*** EXTRACTED ENTRIES Section Begins ***

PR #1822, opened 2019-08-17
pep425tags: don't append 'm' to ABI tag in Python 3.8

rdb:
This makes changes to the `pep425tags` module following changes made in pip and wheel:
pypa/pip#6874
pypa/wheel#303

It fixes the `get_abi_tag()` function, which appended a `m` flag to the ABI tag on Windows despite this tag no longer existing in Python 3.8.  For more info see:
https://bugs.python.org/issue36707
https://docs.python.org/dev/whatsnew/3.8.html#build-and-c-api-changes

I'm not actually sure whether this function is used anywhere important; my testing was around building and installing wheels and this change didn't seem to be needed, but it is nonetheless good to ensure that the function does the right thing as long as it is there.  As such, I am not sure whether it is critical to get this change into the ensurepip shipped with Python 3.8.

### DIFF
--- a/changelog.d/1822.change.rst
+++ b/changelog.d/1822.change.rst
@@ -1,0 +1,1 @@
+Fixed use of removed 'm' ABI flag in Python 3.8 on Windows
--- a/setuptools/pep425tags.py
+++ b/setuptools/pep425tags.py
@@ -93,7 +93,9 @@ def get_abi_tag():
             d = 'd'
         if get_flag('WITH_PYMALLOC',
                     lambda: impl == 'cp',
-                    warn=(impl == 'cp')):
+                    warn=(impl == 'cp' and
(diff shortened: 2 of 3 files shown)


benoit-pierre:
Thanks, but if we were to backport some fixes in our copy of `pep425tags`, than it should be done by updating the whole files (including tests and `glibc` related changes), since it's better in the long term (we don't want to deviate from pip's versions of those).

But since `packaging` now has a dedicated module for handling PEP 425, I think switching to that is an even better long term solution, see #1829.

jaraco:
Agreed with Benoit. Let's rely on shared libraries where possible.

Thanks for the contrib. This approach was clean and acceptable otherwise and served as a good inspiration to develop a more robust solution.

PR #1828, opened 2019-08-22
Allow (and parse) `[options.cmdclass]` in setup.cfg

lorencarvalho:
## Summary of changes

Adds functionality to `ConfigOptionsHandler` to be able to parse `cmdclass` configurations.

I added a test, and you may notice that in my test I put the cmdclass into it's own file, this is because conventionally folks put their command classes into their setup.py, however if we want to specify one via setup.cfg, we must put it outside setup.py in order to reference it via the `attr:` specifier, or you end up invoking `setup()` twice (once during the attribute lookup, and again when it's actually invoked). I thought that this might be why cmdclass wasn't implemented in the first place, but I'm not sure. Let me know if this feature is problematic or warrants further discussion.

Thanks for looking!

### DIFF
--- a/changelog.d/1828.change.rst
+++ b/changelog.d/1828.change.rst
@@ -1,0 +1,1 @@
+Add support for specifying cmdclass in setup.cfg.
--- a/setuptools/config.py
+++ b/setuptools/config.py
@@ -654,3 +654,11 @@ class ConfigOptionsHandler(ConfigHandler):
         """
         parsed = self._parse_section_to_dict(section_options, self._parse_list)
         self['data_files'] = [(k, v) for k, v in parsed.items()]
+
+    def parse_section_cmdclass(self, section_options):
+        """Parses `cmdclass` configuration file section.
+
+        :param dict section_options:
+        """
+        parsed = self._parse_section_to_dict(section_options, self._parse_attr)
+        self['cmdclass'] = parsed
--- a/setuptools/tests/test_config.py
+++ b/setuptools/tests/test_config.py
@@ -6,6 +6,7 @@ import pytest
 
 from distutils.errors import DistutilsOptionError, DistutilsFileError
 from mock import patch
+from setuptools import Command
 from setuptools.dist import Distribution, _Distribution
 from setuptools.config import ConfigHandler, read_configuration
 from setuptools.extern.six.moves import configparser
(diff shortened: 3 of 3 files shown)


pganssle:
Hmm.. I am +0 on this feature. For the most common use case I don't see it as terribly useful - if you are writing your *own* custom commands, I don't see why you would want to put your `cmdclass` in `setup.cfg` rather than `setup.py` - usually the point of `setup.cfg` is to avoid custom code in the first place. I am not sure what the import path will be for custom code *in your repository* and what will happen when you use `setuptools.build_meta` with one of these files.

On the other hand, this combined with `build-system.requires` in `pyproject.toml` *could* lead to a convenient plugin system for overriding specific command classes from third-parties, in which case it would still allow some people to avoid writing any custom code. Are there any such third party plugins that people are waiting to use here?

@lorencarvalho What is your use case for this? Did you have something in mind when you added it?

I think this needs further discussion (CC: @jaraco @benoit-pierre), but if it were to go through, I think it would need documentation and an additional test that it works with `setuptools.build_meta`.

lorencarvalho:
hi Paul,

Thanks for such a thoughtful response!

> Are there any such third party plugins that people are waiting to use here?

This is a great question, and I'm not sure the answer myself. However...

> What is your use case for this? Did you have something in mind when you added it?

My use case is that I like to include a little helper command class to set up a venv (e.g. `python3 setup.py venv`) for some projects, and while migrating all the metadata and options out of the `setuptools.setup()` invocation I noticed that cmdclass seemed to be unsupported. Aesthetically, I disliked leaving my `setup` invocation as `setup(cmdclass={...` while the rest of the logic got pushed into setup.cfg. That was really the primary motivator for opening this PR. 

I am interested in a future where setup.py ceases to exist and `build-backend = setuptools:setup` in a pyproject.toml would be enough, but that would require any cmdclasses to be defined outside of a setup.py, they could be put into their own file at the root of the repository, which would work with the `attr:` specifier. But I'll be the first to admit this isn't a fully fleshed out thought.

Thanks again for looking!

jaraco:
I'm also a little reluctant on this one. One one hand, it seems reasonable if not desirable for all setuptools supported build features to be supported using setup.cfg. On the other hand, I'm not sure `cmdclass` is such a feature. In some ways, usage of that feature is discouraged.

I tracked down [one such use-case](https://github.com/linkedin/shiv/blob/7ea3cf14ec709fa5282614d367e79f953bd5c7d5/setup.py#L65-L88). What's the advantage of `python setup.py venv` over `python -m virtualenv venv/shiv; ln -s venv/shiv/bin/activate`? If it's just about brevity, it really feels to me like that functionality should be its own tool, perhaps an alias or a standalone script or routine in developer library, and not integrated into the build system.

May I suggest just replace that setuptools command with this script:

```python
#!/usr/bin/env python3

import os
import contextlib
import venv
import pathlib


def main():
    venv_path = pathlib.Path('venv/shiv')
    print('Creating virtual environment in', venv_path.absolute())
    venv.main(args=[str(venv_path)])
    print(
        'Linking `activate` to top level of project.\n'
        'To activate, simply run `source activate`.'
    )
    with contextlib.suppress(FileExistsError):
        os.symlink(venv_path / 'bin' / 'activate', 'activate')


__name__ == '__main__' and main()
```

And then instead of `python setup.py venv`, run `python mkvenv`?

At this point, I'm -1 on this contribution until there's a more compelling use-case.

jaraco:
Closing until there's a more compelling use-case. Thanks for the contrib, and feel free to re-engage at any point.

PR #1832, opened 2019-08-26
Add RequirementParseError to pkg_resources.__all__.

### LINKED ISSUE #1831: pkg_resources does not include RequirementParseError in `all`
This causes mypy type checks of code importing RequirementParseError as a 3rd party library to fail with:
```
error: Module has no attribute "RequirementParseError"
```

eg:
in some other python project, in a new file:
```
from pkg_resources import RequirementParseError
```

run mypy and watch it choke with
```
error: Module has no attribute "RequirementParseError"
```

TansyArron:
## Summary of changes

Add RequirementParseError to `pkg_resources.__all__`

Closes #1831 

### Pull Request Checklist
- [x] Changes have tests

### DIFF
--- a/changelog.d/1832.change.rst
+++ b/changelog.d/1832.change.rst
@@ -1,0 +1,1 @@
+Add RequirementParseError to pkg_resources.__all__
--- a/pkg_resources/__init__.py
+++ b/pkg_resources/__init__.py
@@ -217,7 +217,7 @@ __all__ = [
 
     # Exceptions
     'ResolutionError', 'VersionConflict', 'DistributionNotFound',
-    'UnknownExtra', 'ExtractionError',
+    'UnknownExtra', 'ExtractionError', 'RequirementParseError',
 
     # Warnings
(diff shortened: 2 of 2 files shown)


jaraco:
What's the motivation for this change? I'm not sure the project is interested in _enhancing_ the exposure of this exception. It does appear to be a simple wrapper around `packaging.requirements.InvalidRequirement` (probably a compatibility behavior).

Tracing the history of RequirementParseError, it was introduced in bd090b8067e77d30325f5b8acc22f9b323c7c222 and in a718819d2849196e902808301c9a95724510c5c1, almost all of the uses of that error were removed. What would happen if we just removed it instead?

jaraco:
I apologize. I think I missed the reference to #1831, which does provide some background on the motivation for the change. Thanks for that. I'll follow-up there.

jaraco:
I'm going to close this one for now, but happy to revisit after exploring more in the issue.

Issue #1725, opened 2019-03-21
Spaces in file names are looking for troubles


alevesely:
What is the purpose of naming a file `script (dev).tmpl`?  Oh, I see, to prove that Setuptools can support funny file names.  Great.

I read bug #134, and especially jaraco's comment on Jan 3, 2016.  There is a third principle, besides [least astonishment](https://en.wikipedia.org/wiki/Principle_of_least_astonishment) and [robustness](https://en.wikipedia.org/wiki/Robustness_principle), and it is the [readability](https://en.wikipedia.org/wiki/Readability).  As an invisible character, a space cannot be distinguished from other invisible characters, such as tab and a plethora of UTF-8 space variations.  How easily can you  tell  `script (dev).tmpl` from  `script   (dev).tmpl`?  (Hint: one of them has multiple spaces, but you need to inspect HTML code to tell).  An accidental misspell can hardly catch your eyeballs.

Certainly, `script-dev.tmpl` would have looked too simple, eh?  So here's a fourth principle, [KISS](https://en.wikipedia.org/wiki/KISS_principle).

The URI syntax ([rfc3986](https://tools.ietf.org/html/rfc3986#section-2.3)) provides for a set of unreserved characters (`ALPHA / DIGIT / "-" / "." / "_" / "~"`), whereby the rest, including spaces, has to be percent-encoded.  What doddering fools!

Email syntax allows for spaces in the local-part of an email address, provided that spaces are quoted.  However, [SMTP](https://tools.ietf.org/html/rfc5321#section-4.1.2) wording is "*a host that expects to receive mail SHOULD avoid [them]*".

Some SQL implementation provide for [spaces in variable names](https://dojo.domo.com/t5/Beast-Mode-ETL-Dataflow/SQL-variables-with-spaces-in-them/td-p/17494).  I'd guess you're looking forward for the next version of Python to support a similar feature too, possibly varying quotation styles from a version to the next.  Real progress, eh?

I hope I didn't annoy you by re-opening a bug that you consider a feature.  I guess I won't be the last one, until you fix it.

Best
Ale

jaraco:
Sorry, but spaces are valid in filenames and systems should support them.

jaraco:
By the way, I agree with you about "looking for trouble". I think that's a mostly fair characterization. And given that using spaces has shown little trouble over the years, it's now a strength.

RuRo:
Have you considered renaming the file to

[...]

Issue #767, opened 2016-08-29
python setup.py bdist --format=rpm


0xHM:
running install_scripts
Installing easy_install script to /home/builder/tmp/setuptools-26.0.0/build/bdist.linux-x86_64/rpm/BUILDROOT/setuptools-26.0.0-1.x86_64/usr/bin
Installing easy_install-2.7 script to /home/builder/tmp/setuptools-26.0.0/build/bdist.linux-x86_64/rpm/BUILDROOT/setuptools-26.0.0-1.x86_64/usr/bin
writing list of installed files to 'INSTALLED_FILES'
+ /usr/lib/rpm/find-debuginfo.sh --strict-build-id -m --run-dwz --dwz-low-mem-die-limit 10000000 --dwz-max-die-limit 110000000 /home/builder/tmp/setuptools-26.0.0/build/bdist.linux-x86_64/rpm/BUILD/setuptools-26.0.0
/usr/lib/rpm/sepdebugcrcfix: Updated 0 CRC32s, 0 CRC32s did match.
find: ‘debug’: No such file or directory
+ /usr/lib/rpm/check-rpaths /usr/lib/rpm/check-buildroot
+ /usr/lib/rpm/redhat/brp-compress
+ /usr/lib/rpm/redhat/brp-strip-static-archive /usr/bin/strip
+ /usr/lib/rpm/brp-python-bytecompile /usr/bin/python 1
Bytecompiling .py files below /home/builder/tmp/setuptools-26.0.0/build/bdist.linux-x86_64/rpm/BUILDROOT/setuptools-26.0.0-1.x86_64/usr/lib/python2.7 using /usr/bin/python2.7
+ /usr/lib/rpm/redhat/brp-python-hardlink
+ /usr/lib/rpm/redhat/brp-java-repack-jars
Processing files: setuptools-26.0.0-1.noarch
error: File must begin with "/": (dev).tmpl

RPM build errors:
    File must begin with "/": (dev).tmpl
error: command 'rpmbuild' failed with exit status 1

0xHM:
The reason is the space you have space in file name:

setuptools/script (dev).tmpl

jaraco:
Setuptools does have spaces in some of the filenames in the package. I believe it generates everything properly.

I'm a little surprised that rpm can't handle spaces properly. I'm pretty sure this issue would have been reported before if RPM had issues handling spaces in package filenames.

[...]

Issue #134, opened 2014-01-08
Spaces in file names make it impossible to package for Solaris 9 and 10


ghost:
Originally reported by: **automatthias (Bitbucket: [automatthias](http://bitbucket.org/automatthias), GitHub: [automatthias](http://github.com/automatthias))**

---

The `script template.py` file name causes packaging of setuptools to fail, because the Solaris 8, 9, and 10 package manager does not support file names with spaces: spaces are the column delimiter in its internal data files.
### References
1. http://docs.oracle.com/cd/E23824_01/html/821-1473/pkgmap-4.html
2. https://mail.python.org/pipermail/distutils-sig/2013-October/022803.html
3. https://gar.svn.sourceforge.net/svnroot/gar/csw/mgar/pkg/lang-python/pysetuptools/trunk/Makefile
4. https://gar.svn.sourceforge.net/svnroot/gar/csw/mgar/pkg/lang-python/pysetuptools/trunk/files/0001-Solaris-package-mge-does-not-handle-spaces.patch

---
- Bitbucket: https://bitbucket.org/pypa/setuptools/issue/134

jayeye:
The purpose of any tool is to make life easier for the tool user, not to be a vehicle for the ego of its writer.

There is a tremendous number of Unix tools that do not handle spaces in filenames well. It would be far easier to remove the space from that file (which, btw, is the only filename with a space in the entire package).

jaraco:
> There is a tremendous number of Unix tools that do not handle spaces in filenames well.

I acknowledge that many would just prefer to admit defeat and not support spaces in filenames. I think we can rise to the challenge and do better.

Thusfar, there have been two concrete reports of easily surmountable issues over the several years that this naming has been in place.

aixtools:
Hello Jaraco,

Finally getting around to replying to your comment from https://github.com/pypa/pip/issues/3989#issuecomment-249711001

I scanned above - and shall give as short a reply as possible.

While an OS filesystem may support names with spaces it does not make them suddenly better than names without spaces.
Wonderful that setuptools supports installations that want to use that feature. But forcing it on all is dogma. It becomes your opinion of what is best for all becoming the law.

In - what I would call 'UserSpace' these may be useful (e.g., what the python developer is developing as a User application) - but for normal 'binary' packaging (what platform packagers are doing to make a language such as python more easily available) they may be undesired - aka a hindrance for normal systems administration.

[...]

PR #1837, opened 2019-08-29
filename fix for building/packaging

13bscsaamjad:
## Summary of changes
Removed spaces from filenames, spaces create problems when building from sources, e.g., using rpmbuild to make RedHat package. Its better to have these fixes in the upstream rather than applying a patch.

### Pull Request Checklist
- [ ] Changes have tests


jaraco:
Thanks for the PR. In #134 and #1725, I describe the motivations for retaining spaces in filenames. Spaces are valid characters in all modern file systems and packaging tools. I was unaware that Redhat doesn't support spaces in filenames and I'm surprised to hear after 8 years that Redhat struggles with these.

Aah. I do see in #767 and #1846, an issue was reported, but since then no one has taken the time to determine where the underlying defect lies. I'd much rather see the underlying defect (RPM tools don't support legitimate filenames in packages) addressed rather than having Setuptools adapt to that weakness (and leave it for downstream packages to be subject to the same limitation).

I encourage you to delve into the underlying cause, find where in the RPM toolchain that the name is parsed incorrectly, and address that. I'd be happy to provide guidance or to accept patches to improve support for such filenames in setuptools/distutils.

*** EXTRACTED ENTRIES Section Ends ***

### TASK REQUIREMENTS:
Please output the lines of the listing above that fall in the stretch from the one with "The reason is" through the one with "Issue #134, opened 2014-01-08", exactly and only those.

### FINISHED EXERCISE:
The reason is the space you have space in file name:

setuptools/script (dev).tmpl

jaraco:
Setuptools does have spaces in some of the filenames in the package. I believe it generates everything properly.

I'm a little surprised that rpm can't handle spaces properly. I'm pretty sure this issue would have been reported before if RPM had issues handling spaces in package filenames.

[...]

Issue #134, opened 2014-01-08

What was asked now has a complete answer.